Mulva Cultural Center plans unveiled
By Lee Reinsch
DE PERE – A striking glass landmark with cascading stairways and a three-story atrium, a building facing all directions so that people visiting De Pere from any direction on the roundabout or the bridge can see what a unique community the city is.
That’s Miriam and Jim Mulva’s vision for the proposed Mulva Cultural Center.
“We’ve always felt that De Pere is kind of the jewel of the Fox River,” De Pere native Miriam Mulva said.
The $50 million Mulva Cultural Center will be a three-story, 60,000-square-foot attraction that will bring world-class exhibits and programs to the downtown eastside De Pere riverfront.
“We’re here on this earth for each other,” she said, explaining why she and her husband Jim feel so strongly about their gift to the community.
The Mulvas, both De Pere natives and the couple behind the cultural center, held a news conference Wednesday, May 1, to unveil the plans for what will be a largely glass building that will feature exhibit and performance spaces, including an auditorium, three-story atrium, classrooms, an outdoor terrace, as well as a café and a public plaza honoring veterans.
Indoor and outdoor observation decks will enable guests to take in views of the Fox River and the “interior St. Norbert College skyline,” said Jim Mulva.

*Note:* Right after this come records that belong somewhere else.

PR #24962, opened 2025-09-23
Updated Tinybird utm endpoints to return real data

9larsons:
ref https://linear.app/ghost/issue/PROD-2668/
- updated pipes to parse and use utm data from columns
- updated fixtures to include utm data
- updated tests

The Tinybird `api_top_utm_*` endpoints were created in a past commit to return fixture data in order to be able to wire up the frontend. We've been collecting data in the background in the `analytics_events` table and are ready to parse and pass this through to the endpoints instead of using fixtures.

This is a relatively simple change, with the exception of changes to `mv_session_data` that were a bit unexpected. The aggregate functions here seem to be incorrect or at least unnecessary, and adding the `utm_*` columns broke local builds, exposing this trouble. While I'm not entirely clear on the behavior, it seems previously we got away with using `finalizeAggregation()` in the few places we did because of fallback behavior in Clickhouse.

finalizeAggregation(countState()) creates state, then finalizes it. count() is direct aggregation. Count should be both simpler and more efficient. All existing tests passed, suggesting that we shouldn't have an issue, though we'll need to test with staging to be sure of the deployments workflow.


ghost/core/core/server/data/tinybird/pipes/mv_session_data.pipe
```diff
@@ -4,10 +4,15 @@ SQL >
...
-        argMin(source, timestamp) as source
+        count() as pageviews,
+        min(timestamp) as first_pageview,
+        max(timestamp) as last_pageview,
+        argMin(source, timestamp) as source,
+        argMin(utm_source, timestamp) as utm_source,
+        argMin(utm_medium, timestamp) as utm_medium,
+        argMin(utm_campaign, timestamp) as utm_campaign,
+        argMin(utm_term, timestamp) as utm_term,
+        argMin(utm_content, timestamp) as utm_content
```
cmraible, line 15: No action needed here, just thinking out loud:

I think this makes sense - we must have added the `finalizeAggregation(countState())` when this was actually a pipe feeding a materialized view. We'd need the `finalizeAggregation` function to convert the `countState` into the final value if using a materialized view with `AggregatingMergeTree`. But since this is just a pipe, Clickhouse just runs the full aggregation on each query, and we don't have to worry about state/finalizing the aggregations. If anything, this should probably lead to a slight performance improvement.

It's a little confusing that this is called `mv_session_data` even though it's just a regular pipe, but I don't think it's worth renaming it right now.

ghost/core/core/server/data/tinybird/datasources/_mv_hits.datasource
```diff
@@ -16,8 +14,13 @@ SCHEMA >
...
+    `utm_source` String,
+    `utm_medium` String,
+    `utm_campaign` String,
+    `utm_term` String,
+    `utm_content` String
 
 ENGINE "MergeTree"
 ENGINE_PARTITION_KEY "toYYYYMM(timestamp)"
-ENGINE_SORTING_KEY "site_uuid, timestamp, session_id"
+ENGINE_SORTING_KEY "site_uuid, timestamp, session_id"
```
cmraible, line 26: Thinking out loud: why don't we need the FORWARD QUERY here? Does Tinybird just re-materialize the view from scratch instead?

cmraible: Ah, from the deployment check step:

```
 Data that will be copied with this deployment:
------------------------------------------------
| Datasource | Backfill type                   |
------------------------------------------------
| _mv_hits   | Using Materialized Pipe mv_hits |
------------------------------------------------
```

So it looks like the answer is yes: since it's a datasource for an MV, it just populates the data from the pipe rather than copying it from the existing MV.

cmraible: This is actually really good to know, since it means we can continue evolving the `_mv_hits.datasource` freely without running into the same issue we've found with the main datasource.

cmraible (approved):
Nice work, LGTM!

ghost/core/core/server/data/tinybird/datasources/_mv_hits.datasource
9larsons: Yep! I should've called that out. It does seem FORWARD QUERY only is for landing data sources.

ghost/core/core/server/data/tinybird/pipes/mv_session_data.pipe
9larsons: Ditto!

PR #24964, opened 2025-09-24
Allowed proxied domains for app preview servers

kevinansfield:
no issue

- added `allowedHosts: true` so any domain can be proxied to the preview server
  - previously if you tried to proxy a domain to one of the preview servers it would error and ask you to add the specific domain in the `allowedHosts` config
  - allows for dev setups using HTTPS and real domains to satisfy Safari's stricter security requirements
- switched from `.js -> .mjs` and `.ts -> .mts` to resolve CJS deprecation warnings on dev startup

---

Example setup:
- Ghost proxy: https://dev.mydomain.com -> http://myip:2368
  - config: `portal.url = https://portal-dev.mydomain.com/portal.min.js`
- Portal proxy: https://portal-dev.mydomain.com -> http://myip:4175

Using `yarn dev --portal` doesn't work in general for Safari if your main Ghost site is HTTPS as it forces the portal URL to http://localhost:4175 so Safari won't load it with a "Mixed content" error (it doesn't have a built-in localhost bypass like Chrome).

An alternative is a local Caddy proxy of `https://localhost:4176` to `http://localhost:4175` and using `yarn dev --portal --https` but then it's harder to test split front-end/admin domains locally or use your dev server across devices for mobile testing.

### DIFF
--- a/apps/announcement-bar/vite.config.mjs
+++ b/apps/announcement-bar/vite.config.mjs
@@ -1,14 +1,12 @@
+/* eslint-env node */
 import {resolve} from 'path';
 import fs from 'fs/promises';
 
 import {defineConfig} from 'vitest/config';
-import cssInjectedByJsPlugin from 'vite-plugin-css-injected-by-js';
 import reactPlugin from '@vitejs/plugin-react';
 import svgrPlugin from 'vite-plugin-svgr';
 
 import pkg from './package.json';
-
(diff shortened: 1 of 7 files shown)


kevinansfield:
@9larsons added you for review as you're on-call and it's not clear who owns this area. Not much to look at here though, I guess main thing is trying to think of any reason why we _shouldn't_ do this?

The De Pere Cultural Foundation and Mulva Cultural Center Board of Directors hired Skidmore, Owings & Merrill LLP (SOM) of Chicago to design the Mulva Cultural Center.

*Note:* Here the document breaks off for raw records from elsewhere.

PR #24972, opened 2025-09-24
E2e cleanup

ibalosh:
Cleaned up e2e suite little bit with some simple changes, to better align with naming conventions for better consistency.

* align test stories, to [not use should](https://github.com/spotify/should-up) and match other tests
* change expectations to use web first assertions, as per [Playwright best practices guide](https://playwright.dev/docs/best-practices)
* cleanup mailhog client


cmraible (approved):
Thanks, these changes all look good to me!

Only comments I have are around maintaining these conventions — I wonder how much of this we could enforce with linting rules?

- Filenames in kebab case: we use `[eslint-plugin-filenames](https://github.com/selaux/eslint-plugin-filenames)` in a few places (see `ghost/core/eslintrc.js`) to enforce certain patterns.

> align test stories, to [not use should](https://github.com/spotify/should-up) and match other tests

TBH I've never thought about this, but agree that it reads cleaner without all the `shoulds`. Should we document this convention in the README.md, and/or add a linting rule (if possible) for it?

9larsons (approved):
I'm on board w/ all the changes. Maybe with the exception of classes like AdminPage being admin-page - this is a convention I'm ok with, though I'll have to get used to it. We've used (inconsistently) the pattern of classes being PascalCase while utils and other files are kebab-case.

ibalosh:
> I'm on board w/ all the changes. Maybe with the exception of classes like AdminPage being admin-page - this is a convention I'm ok with, though I'll have to get used to it. We've used (inconsistently) the pattern of classes being PascalCase while utils and other files are kebab-case.

@9larsons yeah, the kebab-cases on classes, I am not sure with yet either. We caught up with Hannah on that, but I will bring it up on eng call to see consensus on that one. (I might keep that one out of cleanup until I get more info on it, whether that rule is extended)

ibalosh:
> Thanks, these changes all look good to me!
> 
> Only comments I have are around maintaining these conventions — I wonder how much of this we could enforce with linting rules?
> 
> * Filenames in kebab case: we use `[eslint-plugin-filenames](https://github.com/selaux/eslint-plugin-filenames)` in a few places (see `ghost/core/eslintrc.js`) to enforce certain patterns.
> 
> > align test stories, to [not use should](https://github.com/spotify/should-up) and match other tests
> 
> TBH I've never thought about this, but agree that it reads cleaner without all the `shoulds`. Should we document this convention in the README.md, and/or add a linting rule (if possible) for it?

hey @cmraible I will see to update readme, and check out linting rule (check above comment I shared with Steve about that one, I am still not 100% sure about the kebab-case on which files)

PR #26040, opened 2026-01-28
Centralized member commenting serialization in Member model

rob-ghost:

## What

Moves member `commenting` and `can_comment` serialization into the Member model's Bookshelf lifecycle hooks (`parse`/`format`/`toJSON`).

## Why

The `commenting` field (a JSON blob storing disabled state, reason, and expiry) and computed `can_comment` boolean were being parsed and serialized inconsistently across Ghost's API surfaces:

- **REST API** via `MemberBREADService.read()` correctly parsed and enriched the data
- **Webhooks** received raw Bookshelf models, missing the enrichment entirely
- **Comments API** had its own inline parsing logic

This created maintenance burden and potential for bugs when new API surfaces were added without remembering to apply the same transformations.

## Design Decision

Rather than adding shared utility functions or view models that each API surface would need to remember to use, this change leverages Bookshelf's existing lifecycle hooks:

- **`parse()`** transforms the raw JSON string from the database into a `MemberCommenting` domain object and computes `can_comment`
- **`format()`** reverses this for database writes
- **`toJSON()`** serializes the domain object to the snake_case API format

This ensures **every** Member load—regardless of which API surface or code path—automatically has the correctly formatted data. The serialization happens once, at the model layer, eliminating redundant calls and guaranteeing consistency.


ghost/core/core/server/models/member.js
```diff
@@ -403,6 +439,11 @@ const Member = ghostBookshelf.Model.extend({
             attrs.avatar_image = gravatar.url(attrs.email, {size: 250, default: 'blank'});
         }
 
+        // Serialize commenting domain object to API format
+        if (attrs.commenting) {
+            attrs.commenting = serializeCommenting(attrs.commenting);
+        }
```
kevinansfield, line 444: Could this be moved to `MemberCommentingCodec.toJSON(attrs.commenting)`?

It would remove the backwards import from serializer to model and reduce the output serializer's concern to just plucking/filtering properties based on access level

ghost/core/core/server/models/member.js
```diff
@@ -21,6 +23,40 @@ const Member = ghostBookshelf.Model.extend({
...
+     * Transform data coming from the database.
+     * Parses the `commenting` JSON string into a MemberCommenting domain object
+     * and computes the `can_comment` boolean.
+     */
+    parse(attrs) {
+        attrs = ghostBookshelf.Model.prototype.parse.call(this, attrs);
+
+        if (attrs.commenting !== undefined) {
+            const commenting = MemberCommentingCodec.parse(attrs.commenting);
+            attrs.commenting = commenting;
```
kevinansfield, line 35: Nit: With the parsing happening at the data layer it feels even more odd to me having the mixed `snake_case`/`camelCase` split

ghost/core/core/server/models/member.js
kevinansfield: If we go with the column codec plugin it would also keep all of the model-layer concerns in one place

rob-ghost: Yeah good idea, doing this now. Things might get a bit tricky when we move to Zod for these codecs because technically they're in/out, so we'd need a codec for the `parse/format` from/to the DB and a transformer for the API to take the place of `toJSON`

ghost/core/core/server/models/member.js
rob-ghost: Yeah I understand this.

I'm coming down on the side of, everything beyond the API boundary is `camelCase`, including what's saved in the JSON blob in the DB. Everything above the API boundary is `snake_case`.

Even if they did follow the same naming style, I'd still maintain discrete codecs / functions for `parse/format` and `toJSON` because we want control over how the different types and values are interpreted, so keeping the distinction between the attribute name styles doesn't feel so bad in that lens.

ghost/core/core/server/services/members/utils.js
```diff
@@ -31,7 +29,7 @@ module.exports.formattedMemberResponse = function formattedMemberResponse(member
         created_at: member.created_at,
         enable_comment_notifications: member.enable_comment_notifications,
         can_comment: member.can_comment,
-        commenting: serializeCommenting(member.commenting)
+        commenting: member.commenting
```
kevinansfield, line 32: Aside to this PR: This is the "front-end" `/members/api/member/` serialization that is accessible to the members themselves - are we ok exposing the disabled reason to them or should it be considered an admin-only property?

kevinansfield: Ah, I see we also expose the reason in API error messages so it looks like the assumption is that it's a public reason and not an internal Staff User note for why a member's commenting was disabled 👍

kevinansfield (approved):
Much cleaner than having multiple format/parse steps spread across the codebase ✨

ghost/core/core/server/services/members/utils.js
rob-ghost: Yeah, honestly speaking I thought `reason` would take a greater importance than it has done. The point of returning `reason` was so we could say to the member `You have been disabled from commenting for <reason> unit <disabledUntil>` but it doesn't look like that's currently a concern.

I've been keeping it for posterity mainly.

SOM designed the Main Public Library at Long Beach, California, led the renovation of the Smithsonian National Museum of American History in Washington, D.C., and the master planning for Millennium Park in downtown Chicago, along with many other cultural projects around the world.
Scott Duncan, design partner with SOM, called the Mulva Cultural Center a “a destination and cultural nexus” for De Pere.
“Our design for the Mulva Cultural Center creates a hub for the region’s creative community, bringing world-class cultural events and exhibitions to De Pere,” Duncan said. “We put a lot of thought into the (view from the) roundabout, so the building has no front and no back; it’s a building that’s really facing all directions.”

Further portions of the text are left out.